Fedora Core 8 audio

Fedora Core is supposed to be “bleeding edge” technology. What you may not expect is that it puts the edge while you provide the bleeding. Suppose you want to write an audio application, something simple, gathering audio from a microphone and feeding audio to a speaker. How could it be a nightmare?
Quite easily it is right from the beginning. How many audio API does linux have? Two? Three? Well, I counted seven – OSS, alsa, jack, esd, pulseaudio, openAL, gstreamer. You may argue that not all these APIs are on the same abstraction level, yes, I agree, nonetheless you have to decide what to pick and hope that the API you picked is widespread enough among your target customers.
I had some legacy code that relied on OSS, so I stuck with that. Knowing that Alsa was the answer to OSS, I tried it out and I left wondering which was the question.
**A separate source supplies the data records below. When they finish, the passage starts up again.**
PR #1981, opened 2026-07-28
fix(styles): apply appearance changes to live translations

JohnathanT55:
> **AI model(s) used (required):** OpenAI GPT-5 (Codex)

## Type of Changes

- [ ] ✨ New feature (feat)
- [x] 🐛 Bug fix (fix)
- [x] ✅ Test related (test)
- [ ] 🔄 CI/CD related (ci)
- [ ] 🧠 AI model related (ai)

## Description

Apply translation appearance changes to translations already present on an actively translated page.

The options preview cannot reproduce every website's typography and CSS. Refreshing the host page to verify an appearance change rebuilds the page state and translated DOM, which can be disruptive on long or interactive pages.

This implementation is lifecycle-scoped:

- registers the config listener only while page translation is active;
- disposes of the listener as soon as page translation stops;
- reacts only when `translationNodeStyle` changes;
- re-decorates existing block and inline translations, including translations inside open shadow roots;
- ensures translations that finish after a style change use the latest style;
- reconciles missed changes when a frozen tab becomes visible again;
- serializes style application to avoid concurrent custom stylesheet replacement;
- avoids another provider request or page-translation restart when only appearance changes.

## Related Issue

N/A

## How Has This Been Tested?

- [x] Added unit tests

Validation:

- full Vitest suite — 237 files and 2236 tests passed
- lifecycle/style targeted suite — 4 files and 10 tests passed
- type-aware lint and formatting checks passed for all changed files
- manually switched translation styles on an already translated page in Chrome and confirmed existing and late-arriving translations updated without another provider request

## Screenshots

N/A — this fixes live application of existing appearance settings rather than adding a new visual preset.

## Checklist

## Additional Information

- Includes a patch changeset for `@read-frog/extension`.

Alsa is significantly more complex to program than OSS, the bare minimum playback code is longer for ALSA than OSS.
So I gave up with ALSA.
Next problem is when I tried my legacy code on the brand new Fedora Core 8. The microphone seems not to work. I tried the command line OSS test with:

 # cat /dev/dsp >/tmp/foo

just to discover that no audio was collected.
After some twiddling and after having tried the canned solutions I found without success, I decided that I need another distro to test my code.
This time too, as soon as I find a solution there is a new problem ready for it. Fedora Core 8 uses logical volumes, so it is not straightforward to shrink them from say Debian install. In order to resize a logical volume, first you have to unmount the partition in it, resize the partition, and eventually shrink the logical volume.
You can’t do this on the default install in a running system because there is just a single partition with the whole system (but “/boot”). You can’t do either from the Debian install because “etch” doesn’t manage logical volumes.
Third approach I went for another PC-like device we are developing for a customer. Before doing anything, I tested the OSS driver on this box and it worked, so I downloaded my code and … “error: missing libSDL”.
Sooner or later I will master this adversity, I’m sure, I just hope not to bleed too much in process.